━━━━━ Supplied entries ━━━━━

PR #9544, opened 2023-02-05
Port echo builtin to Rust

Xiretza:
## Description

An easy first module, along with some infrastructure changes to make sure `$status` is updated correctly for Rust builtins.

## TODOs:


mqudsi:
I approved the CI workflow.

src/builtin.cpp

━━━━━

Every entry above must be returned word for word.

**Response to this task**
PR #9544, opened 2023-02-05
Port echo builtin to Rust

Xiretza:
## Description

An easy first module, along with some infrastructure changes to make sure `$status` is updated correctly for Rust builtins.

## TODOs:


mqudsi:
I approved the CI workflow.

src/builtin.cpp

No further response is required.